We've got a 2013 Dakota which again is similar size to the Savannah. Ours has the 2.3 130bhp engine in it and I find it more than adequate. We also tow a Toyota Aygo on occasions and again it copes well. I probably end up doing a few more gear changes than you would with a bigger engine but it's no problem.

Consumption wise, I tend to drive around the 60 mph mark and regularly achieve 26 - 28 mpg. When I'm towing this drops to around 22 - 24. 

Although the van has quite a good payload you need to be careful about the weight on the back axle. If we fully load the van and fill the water tank (which is mounted behind the back axle  ) then it is easy to exceed the maximum weight on the axle, even though, overall, the van is still below the maximum permitted weight. From 2014 onwards Autotrail started fitting a second drain tap to the water tank to reduce the water level to a "travelling" point to reduce the risk of this happening. The van is plated at 4250 kg so I'm guessing that you have a pre 1997 driving licence

It's something that you quickly get used to but the length of the overhang is something you need to be careful about. It's surprising how much the back end swings out when doing tight turns. 
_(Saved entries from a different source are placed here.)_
PR #3579, opened 2023-07-12
[wicketd] make installinator_progress cancel safe

sunshowers:
This code currently uses a Tokio mutex and is currently not cancel-safe
(`RunningUpdate` can be invalid across an await point). Make it
cancel-safe by using an unbounded receiver.

This means that we can replace Tokio's mutex with `std::sync::Mutex`, and make these methods synchronous.

### DIFF
--- a/wicketd/src/installinator_progress.rs
+++ b/wicketd/src/installinator_progress.rs
@@ -110,7 +110,13 @@ impl IprArtifactServer {
         // out-of-order. (If we were OK with messages being sent out-of-order,
         // this could be a std Mutex rather than a Tokio mutex.)
         if let Some(sender) = sender {
-            _ = sender.send(report).await;
+            // Spawn a task to finish sending the report -- let that run in the
+            // background in case this future gets cancelled.
+            tokio::spawn(async move {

We had ours from new and had a number of minor issues, all of which were resolved without question by the dealer. None of ours were damp related but, as Peribro says, it is something you need to check for.

Phil


----------



## Toekneebee (Jan 10, 2016)

philoaks said:


> Hi Tony,
> 
> We've got a 2013 Dakota which again is similar size to the Savannah. Ours has the 2.3 130bhp engine in it and I find it more than adequate. We also tow a Toyota Aygo on occasions and again it copes well. I probably end up doing a few more gear changes than you would with a bigger engine but it's no problem.
> 
> ...


Hi Phil
Thanks for the info which is really useful, I passed my test in 1970 so think my licence (clean) is adequate for this model.
Cheers
Tony.


----------



## philoaks (Sep 2, 2008)

Toekneebee said:


> I passed my test in 1970 so think my licence (clean) is adequate for this model.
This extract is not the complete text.